Saved entries
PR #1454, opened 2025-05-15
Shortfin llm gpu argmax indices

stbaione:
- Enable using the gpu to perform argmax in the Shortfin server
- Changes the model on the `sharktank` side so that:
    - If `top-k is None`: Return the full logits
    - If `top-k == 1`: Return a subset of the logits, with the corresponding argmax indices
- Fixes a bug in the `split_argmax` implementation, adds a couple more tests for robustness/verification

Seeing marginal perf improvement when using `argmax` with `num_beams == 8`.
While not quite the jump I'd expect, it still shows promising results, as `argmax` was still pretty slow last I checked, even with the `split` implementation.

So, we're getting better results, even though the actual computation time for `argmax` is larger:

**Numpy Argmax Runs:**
==
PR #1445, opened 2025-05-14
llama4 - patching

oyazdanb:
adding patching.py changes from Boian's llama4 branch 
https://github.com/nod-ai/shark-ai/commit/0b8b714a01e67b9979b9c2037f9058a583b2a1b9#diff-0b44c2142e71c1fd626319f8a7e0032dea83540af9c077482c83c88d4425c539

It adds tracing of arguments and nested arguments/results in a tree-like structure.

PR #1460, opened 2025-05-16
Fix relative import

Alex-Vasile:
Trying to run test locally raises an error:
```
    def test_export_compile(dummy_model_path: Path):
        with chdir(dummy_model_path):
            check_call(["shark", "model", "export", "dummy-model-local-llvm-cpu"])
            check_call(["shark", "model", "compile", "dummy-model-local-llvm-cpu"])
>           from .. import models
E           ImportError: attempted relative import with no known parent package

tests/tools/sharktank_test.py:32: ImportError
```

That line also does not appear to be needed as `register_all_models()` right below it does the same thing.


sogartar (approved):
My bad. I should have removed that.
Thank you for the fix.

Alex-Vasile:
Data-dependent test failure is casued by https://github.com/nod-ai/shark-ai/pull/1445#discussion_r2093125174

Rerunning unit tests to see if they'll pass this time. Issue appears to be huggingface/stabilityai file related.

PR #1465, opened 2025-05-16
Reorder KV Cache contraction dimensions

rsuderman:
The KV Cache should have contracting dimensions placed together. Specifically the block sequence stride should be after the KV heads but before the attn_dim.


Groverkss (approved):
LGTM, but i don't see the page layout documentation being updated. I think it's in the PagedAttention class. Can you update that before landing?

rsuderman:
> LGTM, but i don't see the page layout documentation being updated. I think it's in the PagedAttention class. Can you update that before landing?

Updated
...
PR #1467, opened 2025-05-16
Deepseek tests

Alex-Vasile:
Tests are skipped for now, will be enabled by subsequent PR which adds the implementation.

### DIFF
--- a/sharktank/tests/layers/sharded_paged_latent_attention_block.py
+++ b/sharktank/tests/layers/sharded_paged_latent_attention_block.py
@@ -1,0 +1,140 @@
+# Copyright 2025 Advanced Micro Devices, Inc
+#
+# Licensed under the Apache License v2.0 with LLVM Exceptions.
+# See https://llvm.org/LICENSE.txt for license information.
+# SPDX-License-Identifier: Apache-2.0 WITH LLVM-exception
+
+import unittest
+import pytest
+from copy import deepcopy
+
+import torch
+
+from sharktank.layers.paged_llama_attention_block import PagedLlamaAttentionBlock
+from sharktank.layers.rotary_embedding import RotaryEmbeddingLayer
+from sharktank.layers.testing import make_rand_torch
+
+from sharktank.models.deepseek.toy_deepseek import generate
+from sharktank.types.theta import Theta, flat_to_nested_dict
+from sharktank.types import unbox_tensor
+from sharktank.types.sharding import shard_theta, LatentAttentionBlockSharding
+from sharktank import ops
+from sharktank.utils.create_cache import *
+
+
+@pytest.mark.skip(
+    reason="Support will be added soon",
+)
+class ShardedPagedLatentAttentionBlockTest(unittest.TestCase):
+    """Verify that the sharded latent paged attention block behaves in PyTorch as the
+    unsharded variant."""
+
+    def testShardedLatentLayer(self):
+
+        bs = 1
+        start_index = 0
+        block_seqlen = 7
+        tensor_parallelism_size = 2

→ About this exercise
Reproduce only the lines above spanning from the line containing "PR #1454, opened 2025-05-15" through the line containing "While not quite", word for word.

→ Answer for the task
PR #1454, opened 2025-05-15
Shortfin llm gpu argmax indices

stbaione:
- Enable using the gpu to perform argmax in the Shortfin server
- Changes the model on the `sharktank` side so that:
    - If `top-k is None`: Return the full logits
    - If `top-k == 1`: Return a subset of the logits, with the corresponding argmax indices
- Fixes a bug in the `split_argmax` implementation, adds a couple more tests for robustness/verification

Seeing marginal perf improvement when using `argmax` with `num_beams == 8`.
While not quite the jump I'd expect, it still shows promising results, as `argmax` was still pretty slow last I checked, even with the `split` implementation.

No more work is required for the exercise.